→ **TASK REQUIREMENTS**:
Take down each entry exactly as written.

(Items from a dataset)
PR #4748, opened 2024-08-13
Correct response handling for checking dead links

sarayourfriend:
Reverts WordPress/openverse#4746

I'll copy my explanation of why `raise_for_status` caused the issue from our incident report here:

> As [Staci] noted, we added `raise_for_status` in the check dead links HEAD request. This caused non 2xx responses to raise a ClientResponseError. These are caught with ClientError. But the except block in the function calls logger.error with the exception object. Adding raise_for_status incorrectly classified dead link responses as errors rather than expected responses that we wanted to catch. The except block is only written to handle unintentional errors, i.e., errors in making the request at the networking level, rather than the response we receive. That’s why it catches ClientError instead of specifically ClientResponseError. The latter is raised for “bad” status codes when raise_for_status=True. We don’t want that, so we shouldn’t have set raise_for_status=True, and we missed the significance of this change during review. Simply removing raise_for_status=True will resolve the issue so that any response from upstream has their status code used regardless of if it’s a “bad” one, and only errors in making the request will raise when calling head.

This PR removes that line and adds an explanation for how to understand the error handling of that particular method. It comes down to the fact that any status code from upstream is useful information for dead link checking, but broken networking is something we need to be made aware of in the error logs.

As noted in the incident report, the issue with multiple Sentry issues created for this has the same root cause addressed by https://github.com/WordPress/openverse/pull/4704, which we should also prioritise reviewing and getting merged.

### DIFF
--- a/api/api/utils/aiohttp.py
+++ b/api/api/utils/aiohttp.py
@@ -1,4 +1,5 @@
 import asyncio
+import time
 import weakref
 
 import aiohttp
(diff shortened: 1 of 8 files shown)


stacimc (approved):
Appreciate the comment as well 👍

sarayourfriend:
I've validated this in staging by doing some queries that resulted in dead link checks and confirming that status codes that are "bad" do not raise an error and are not subsumed into the `-1` status code:

```json
{
  "event": "Deleting broken image from results id=07085894-f870-4701-808d-df435464c4ca status=404 provider=flickr ",
  "timestamp": "2024-08-14T10:18:36.914741Z",
  "ip": "2.223.112.126",
  "request_id": "e6144182-9e36-410e-a9a8-89d68fcde809",
  "logger": "api.utils.check_dead_links",
  "level": "info",
  "filename": "__init__.py",
  "func_name": "check_dead_links",
  "lineno": 184
}
```

Note that status is 404 in the "event" key.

→ **SOLUTION**:
PR #4748, opened 2024-08-13
Correct response handling for checking dead links

sarayourfriend:
Reverts WordPress/openverse#4746

I'll copy my explanation of why `raise_for_status` caused the issue from our incident report here:

> As [Staci] noted, we added `raise_for_status` in the check dead links HEAD request. This caused non 2xx responses to raise a ClientResponseError. These are caught with ClientError. But the except block in the function calls logger.error with the exception object. Adding raise_for_status incorrectly classified dead link responses as errors rather than expected responses that we wanted to catch. The except block is only written to handle unintentional errors, i.e., errors in making the request at the networking level, rather than the response we receive. That’s why it catches ClientError instead of specifically ClientResponseError. The latter is raised for “bad” status codes when raise_for_status=True. We don’t want that, so we shouldn’t have set raise_for_status=True, and we missed the significance of this change during review. Simply removing raise_for_status=True will resolve the issue so that any response from upstream has their status code used regardless of if it’s a “bad” one, and only errors in making the request will raise when calling head.

This PR removes that line and adds an explanation for how to understand the error handling of that particular method. It comes down to the fact that any status code from upstream is useful information for dead link checking, but broken networking is something we need to be made aware of in the error logs.

As noted in the incident report, the issue with multiple Sentry issues created for this has the same root cause addressed by https://github.com/WordPress/openverse/pull/4704, which we should also prioritise reviewing and getting merged.

### DIFF
--- a/api/api/utils/aiohttp.py
+++ b/api/api/utils/aiohttp.py
@@ -1,4 +1,5 @@
 import asyncio
+import time
 import weakref
 
 import aiohttp
(diff shortened: 1 of 8 files shown)


stacimc (approved):
Appreciate the comment as well 👍

sarayourfriend:
I've validated this in staging by doing some queries that resulted in dead link checks and confirming that status codes that are "bad" do not raise an error and are not subsumed into the `-1` status code:

```json
{
  "event": "Deleting broken image from results id=07085894-f870-4701-808d-df435464c4ca status=404 provider=flickr ",
  "timestamp": "2024-08-14T10:18:36.914741Z",
  "ip": "2.223.112.126",
  "request_id": "e6144182-9e36-410e-a9a8-89d68fcde809",
  "logger": "api.utils.check_dead_links",
  "level": "info",
  "filename": "__init__.py",
  "func_name": "check_dead_links",
  "lineno": 184
}
```

Note that status is 404 in the "event" key.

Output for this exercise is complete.